**WHAT IS BEING ASKED:** Every line below between the one holding "PR #2, opened 2018-01-16" and the one holding "That's what I", inclusive, should be copied exactly, and no other line.

**DATA FOR THIS EXERCISE:**
►

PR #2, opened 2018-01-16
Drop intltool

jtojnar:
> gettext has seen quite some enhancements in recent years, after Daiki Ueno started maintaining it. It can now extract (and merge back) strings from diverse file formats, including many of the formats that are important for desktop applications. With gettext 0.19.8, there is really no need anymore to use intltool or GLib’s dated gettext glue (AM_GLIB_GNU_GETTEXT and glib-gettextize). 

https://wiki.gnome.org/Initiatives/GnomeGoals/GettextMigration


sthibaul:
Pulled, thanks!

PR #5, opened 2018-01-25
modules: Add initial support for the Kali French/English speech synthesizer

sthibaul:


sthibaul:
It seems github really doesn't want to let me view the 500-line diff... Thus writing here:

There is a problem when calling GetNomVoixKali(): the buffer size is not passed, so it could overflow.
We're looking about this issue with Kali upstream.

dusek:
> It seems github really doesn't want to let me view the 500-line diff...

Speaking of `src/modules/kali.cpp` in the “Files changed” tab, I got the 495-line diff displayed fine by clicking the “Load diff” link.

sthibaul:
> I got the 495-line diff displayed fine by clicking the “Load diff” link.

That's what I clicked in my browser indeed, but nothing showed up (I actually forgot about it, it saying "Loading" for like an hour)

◄
►

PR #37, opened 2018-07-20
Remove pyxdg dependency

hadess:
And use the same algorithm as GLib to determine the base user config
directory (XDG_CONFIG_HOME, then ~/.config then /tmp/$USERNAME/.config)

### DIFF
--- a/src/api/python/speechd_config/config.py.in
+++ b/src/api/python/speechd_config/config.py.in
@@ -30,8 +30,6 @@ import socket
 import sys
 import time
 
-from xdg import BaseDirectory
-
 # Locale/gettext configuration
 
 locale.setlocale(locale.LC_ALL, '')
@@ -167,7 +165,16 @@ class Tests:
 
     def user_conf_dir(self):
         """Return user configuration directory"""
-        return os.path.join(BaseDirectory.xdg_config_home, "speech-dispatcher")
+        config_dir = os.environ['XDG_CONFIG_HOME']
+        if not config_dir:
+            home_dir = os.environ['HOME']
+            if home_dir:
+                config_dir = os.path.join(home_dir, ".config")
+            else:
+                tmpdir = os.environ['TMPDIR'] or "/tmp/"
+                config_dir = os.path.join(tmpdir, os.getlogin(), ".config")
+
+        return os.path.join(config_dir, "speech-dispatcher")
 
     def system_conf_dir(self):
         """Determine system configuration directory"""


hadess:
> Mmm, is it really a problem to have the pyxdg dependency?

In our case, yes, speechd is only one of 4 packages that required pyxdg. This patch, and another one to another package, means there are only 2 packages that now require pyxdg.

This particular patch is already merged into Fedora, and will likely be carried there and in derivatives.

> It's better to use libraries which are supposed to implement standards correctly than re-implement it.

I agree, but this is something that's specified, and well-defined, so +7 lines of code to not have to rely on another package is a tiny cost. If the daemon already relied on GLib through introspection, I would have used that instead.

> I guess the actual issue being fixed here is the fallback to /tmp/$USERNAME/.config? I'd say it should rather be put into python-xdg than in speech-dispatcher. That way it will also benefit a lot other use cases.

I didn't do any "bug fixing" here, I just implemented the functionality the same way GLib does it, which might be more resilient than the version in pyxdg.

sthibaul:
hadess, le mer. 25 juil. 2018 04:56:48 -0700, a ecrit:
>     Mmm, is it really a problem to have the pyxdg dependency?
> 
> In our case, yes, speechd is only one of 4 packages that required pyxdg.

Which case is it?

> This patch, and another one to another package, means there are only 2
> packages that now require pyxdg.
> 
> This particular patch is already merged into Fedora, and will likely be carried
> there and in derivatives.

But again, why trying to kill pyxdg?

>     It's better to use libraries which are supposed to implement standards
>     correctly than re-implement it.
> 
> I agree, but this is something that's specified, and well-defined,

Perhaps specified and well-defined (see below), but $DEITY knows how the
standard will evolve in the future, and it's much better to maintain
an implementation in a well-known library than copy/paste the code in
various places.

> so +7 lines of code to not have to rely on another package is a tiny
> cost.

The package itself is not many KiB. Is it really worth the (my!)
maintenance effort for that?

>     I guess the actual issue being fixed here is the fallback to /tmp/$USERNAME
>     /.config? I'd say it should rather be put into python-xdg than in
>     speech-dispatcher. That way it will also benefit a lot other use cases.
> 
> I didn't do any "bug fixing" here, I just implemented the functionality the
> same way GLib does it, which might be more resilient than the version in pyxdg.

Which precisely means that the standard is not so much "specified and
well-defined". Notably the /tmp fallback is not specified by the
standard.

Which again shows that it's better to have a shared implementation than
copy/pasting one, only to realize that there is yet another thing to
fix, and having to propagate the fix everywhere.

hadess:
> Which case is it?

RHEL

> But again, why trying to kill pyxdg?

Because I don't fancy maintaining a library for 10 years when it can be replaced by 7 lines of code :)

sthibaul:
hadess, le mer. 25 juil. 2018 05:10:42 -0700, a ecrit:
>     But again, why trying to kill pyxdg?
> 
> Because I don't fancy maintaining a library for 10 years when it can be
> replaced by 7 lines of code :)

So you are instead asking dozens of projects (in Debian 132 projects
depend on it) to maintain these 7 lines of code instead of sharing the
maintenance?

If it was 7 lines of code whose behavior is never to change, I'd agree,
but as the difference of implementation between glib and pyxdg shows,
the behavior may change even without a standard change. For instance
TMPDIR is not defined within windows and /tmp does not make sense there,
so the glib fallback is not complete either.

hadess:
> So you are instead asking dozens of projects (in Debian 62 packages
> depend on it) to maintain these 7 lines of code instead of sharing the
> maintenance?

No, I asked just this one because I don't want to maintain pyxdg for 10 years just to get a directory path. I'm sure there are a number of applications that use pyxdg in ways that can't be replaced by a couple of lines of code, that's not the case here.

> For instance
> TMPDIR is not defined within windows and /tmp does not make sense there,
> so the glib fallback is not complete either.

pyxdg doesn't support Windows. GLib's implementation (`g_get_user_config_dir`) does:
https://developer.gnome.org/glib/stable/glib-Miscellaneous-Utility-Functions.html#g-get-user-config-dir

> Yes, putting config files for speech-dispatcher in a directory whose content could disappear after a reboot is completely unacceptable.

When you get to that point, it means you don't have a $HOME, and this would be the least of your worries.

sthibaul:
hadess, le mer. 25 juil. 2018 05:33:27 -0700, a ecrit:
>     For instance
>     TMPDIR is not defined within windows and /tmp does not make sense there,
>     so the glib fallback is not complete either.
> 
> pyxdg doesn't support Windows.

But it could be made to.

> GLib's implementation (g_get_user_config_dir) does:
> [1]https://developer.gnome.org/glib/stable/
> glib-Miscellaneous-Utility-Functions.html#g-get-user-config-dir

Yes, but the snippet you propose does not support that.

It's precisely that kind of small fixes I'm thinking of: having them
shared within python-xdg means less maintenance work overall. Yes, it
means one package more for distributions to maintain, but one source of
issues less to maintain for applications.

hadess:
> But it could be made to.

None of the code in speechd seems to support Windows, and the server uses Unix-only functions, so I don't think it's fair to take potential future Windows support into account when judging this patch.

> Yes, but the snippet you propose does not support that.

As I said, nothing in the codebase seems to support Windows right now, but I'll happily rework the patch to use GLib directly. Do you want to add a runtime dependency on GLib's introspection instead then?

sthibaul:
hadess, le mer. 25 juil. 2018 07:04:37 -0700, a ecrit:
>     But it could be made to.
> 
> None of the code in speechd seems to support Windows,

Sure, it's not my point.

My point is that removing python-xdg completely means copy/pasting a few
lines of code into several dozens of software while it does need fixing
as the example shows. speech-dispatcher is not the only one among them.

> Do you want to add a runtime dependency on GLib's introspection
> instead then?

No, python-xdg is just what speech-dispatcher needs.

◄

**OUTPUT:**
PR #2, opened 2018-01-16
Drop intltool

jtojnar:
> gettext has seen quite some enhancements in recent years, after Daiki Ueno started maintaining it. It can now extract (and merge back) strings from diverse file formats, including many of the formats that are important for desktop applications. With gettext 0.19.8, there is really no need anymore to use intltool or GLib’s dated gettext glue (AM_GLIB_GNU_GETTEXT and glib-gettextize). 

https://wiki.gnome.org/Initiatives/GnomeGoals/GettextMigration


sthibaul:
Pulled, thanks!

PR #5, opened 2018-01-25
modules: Add initial support for the Kali French/English speech synthesizer

sthibaul:


sthibaul:
It seems github really doesn't want to let me view the 500-line diff... Thus writing here:

There is a problem when calling GetNomVoixKali(): the buffer size is not passed, so it could overflow.
We're looking about this issue with Kali upstream.

dusek:
> It seems github really doesn't want to let me view the 500-line diff...

Speaking of `src/modules/kali.cpp` in the “Files changed” tab, I got the 495-line diff displayed fine by clicking the “Load diff” link.

sthibaul:
> I got the 495-line diff displayed fine by clicking the “Load diff” link.

That's what I clicked in my browser indeed, but nothing showed up (I actually forgot about it, it saying "Loading" for like an hour)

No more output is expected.